Ébano no es un libro más sobre África: es un fresco inmenso desde África. Para escribirlo Kapuciski no visitó el continente: se mudó a él, y esa mudanza le cambió para siempre. A las orillas de los caminos de tierra roja se fijó en todo lo que un «enviado especial» pasa por alto: las prisas de la descolonización atropellada; la marcha incesante y con lo puesto del gentío; los retablos profundamente humanos que una y otra vez se arman y desarman en las cunetas de la Historia.
Sus crónicas a pie de calle y carretera se empaparon de ese feeling profundo del continente que olemos y casi palpamos al leerlas: la impresión simultánea de movimiento perpetuo y de permanencia nómada, esa convivencia de lo efímero y lo ancestral que cuestiona valores que en Occidente creemos sólidos como la roca.

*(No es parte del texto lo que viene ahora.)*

PR #186, opened 2024-03-14
Support alternate audio vizualizers

mbklein:
I did this so that I could plug in [audioMotion-analyzer](https://github.com/hvianna/audioMotion-analyzer) and make use of its full range of options. And it has [_a lot_ of options](https://audiomotion.dev/demo/fluid.html). Sample implementation of an alternative visualizer can be seen [here](https://github.com/mbklein/family-oral-history/blob/main/src/app/components/AudioMotionVisualizer.tsx), and how it integrates with the Viewer [here](https://github.com/mbklein/family-oral-history/blob/main/src/app/page.tsx). It's a bit clunky with all the refs and casting, but I couldn't find a way around it.

Here it is in action, with the same 15-second audio clip (redacted) and three different configurations:

https://github.com/samvera-labs/clover-iiif/assets/196872/da88c1ae-d283-44d4-a3ba-b86e40fa2c9e

https://github.com/samvera-labs/clover-iiif/assets/196872/0813926c-b92c-43ae-98fe-ee4503caac00

https://github.com/samvera-labs/clover-iiif/assets/196872/1da2ff74-2506-433d-b3f0-4cb10989dfba

The AudioMotion implementation could also just be pulled directly into Clover, but it would add another dependency you might not want.

### DIFF
--- a/src/components/Viewer/Player/AudioVisualizerBase.tsx
+++ b/src/components/Viewer/Player/AudioVisualizerBase.tsx
@@ -1,0 +1,4 @@
+import { ForwardRefExoticComponent, RefAttributes } from "react";
+export type AudioVisualizerBase = ForwardRefExoticComponent<
+  RefAttributes<HTMLElement>
+>;
--- a/src/components/Viewer/Player/Player.test.tsx
+++ b/src/components/Viewer/Player/Player.test.tsx
@@ -3,6 +3,7 @@ import { render, screen } from "@testing-library/react";
 
 import { AnnotationResources } from "src/types/annotations";
 import { LabeledIIIFExternalWebResource } from "src/types/presentation-3";
+import AudioVisualizer from "src/components/Viewer/Player/AudioVisualizer";
 import Player from "src/components/Viewer/Player/Player";
 import React from "react";
 import { Vault } from "@iiif/vault";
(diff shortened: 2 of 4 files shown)


mathewjordan:
This is a pretty cool idea. I think we can figure it out but just need to document it.

Would be to cool to see this idea with https://wavesurfer.xyz/

Now that you have spent some time in the code, how do you think we can cleanup the Viewer Context and the config for the better? It seems like we have a highly customizable Viewer here, which is great, but I'm just trying to figure out the best way to let it be malleable without it becoming unwieldy.

mbklein:
wavesurfer looks fun, and it already has a [react hook](https://wavesurfer.xyz/examples/?react.js). It's different from the other visualizers in that it represents the track as a timeline from left to right instead of a changing point-in-time graph – not a problem; just a different approach. I wonder how it would deal with streaming audio not loading all at once, especially for long streams.

I wonder if the context and config could be pluggable? Let different pieces (like the information panel) register themselves and be responsible for their own config/event logic? I don't think it would be that difficult to delegate.

mathewjordan (commented):
Hey @mbklein, I put some eyes on this again. I think we just need to add some docs for these options to push it through -- unless we wanted to tidy up configuration as noted above first.

mbklein:
The behavior this PR was supposed to support can now be done more easily through a combination of Custom Displays and the changes in #284. Closing.

PR #187, opened 2024-03-14
Fix blank page aside rendering bug

adamjarling:
## What does this do?
Quick patch to account for a state where:
- `InformationPanel` open context value is `false`
- "About" in `InformationPanel` configured to be `true`
- No annotation resources exist

It results in the Viewer rendering an empty space where the `InformationPanel` displays (not good)

image

## How to test
With default configuration, run in your dev environment and the initial render should not display empty space to the right of the Viewer Content:

image

### DIFF
--- a/pages/docs/viewer.mdx
+++ b/pages/docs/viewer.mdx
@@ -172,6 +172,7 @@ The information panel is a collapsible panel that displays information about the
 | ---------------------------------------------- | --------- | -------- | ------- |
 | `options.informationPanel.open`                | `boolean` | No       | true    |
 | `options.informationPanel.renderAbout`         | `boolean` | No       | true    |
+| `options.informationPanel.renderAnnotation`    | `boolean` | No       | true    |
 | `options.informationPanel.renderSupplementing` | `boolean` | No       | true    |
 | `options.informationPanel.renderToggle`        | `boolean` | No       | true    |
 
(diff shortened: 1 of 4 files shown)


tpendragon:
Oh I think I fixed this in https://github.com/samvera-labs/clover-iiif/pull/185 by removing the <Aside> container, which could enable some CSS transitions, but whatever y'all think is best.

mathewjordan (changes requested):
@adamjarling This is close but it's not quite correct with Manifests that have annotations (VTT or otherwise). It does behave as expected where it renders the aside, however if the aside is toggled off, the canvas does not grow to take the removed space.

See with:

- VTT: https://digital.lib.utk.edu/assemble/manifest/rfta/118
- Simple Tagging Annotation - https://iiif.io/api/cookbook/recipe/0021-tagging/manifest.json

adamjarling:
> @adamjarling This is close but it's not quite correct with Manifests that have annotations (VTT or otherwise). It does behave as expected where it renders the aside, however if the aside is toggled off, the canvas does not grow to take the removed space.
> 
> See with:
> 
> * VTT: https://digital.lib.utk.edu/assemble/manifest/rfta/118
> * Simple Tagging Annotation - https://iiif.io/api/cookbook/recipe/0021-tagging/manifest.json

@mathewjordan Ok, just pushed up what should be a fix.  Trying to capture this with tests, feels a little brittle.  [Playwright](https://playwright.dev/)/Cypress to the rescue might save some time here in the future.

mathewjordan (approved):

Ébano pasaba de mano en mano entre la pequeña colonia de expatriados de Malabo, en Guinea Ecuatorial, donde a los veintipocos viví y trabajé como profesor. Nunca se me olvidó la irritación de Kapuciski ante quienes al regresar a sus países «presumían de haber vivido en África, a la cual no habían visto en absoluto». Me impresionó tanto como el reproche que me hizo un alumno: «Los blancos siempre venís a explicarnos cómo somos»; o cómo la advertencia de un viejo misionero: «África trata mal a quien viene huyendo.» Kapuciski nunca cayó en ninguna de esas torpezas, y por eso Ébano sigue siendo un bosquejo cabal, sereno y acertado de todo un continente.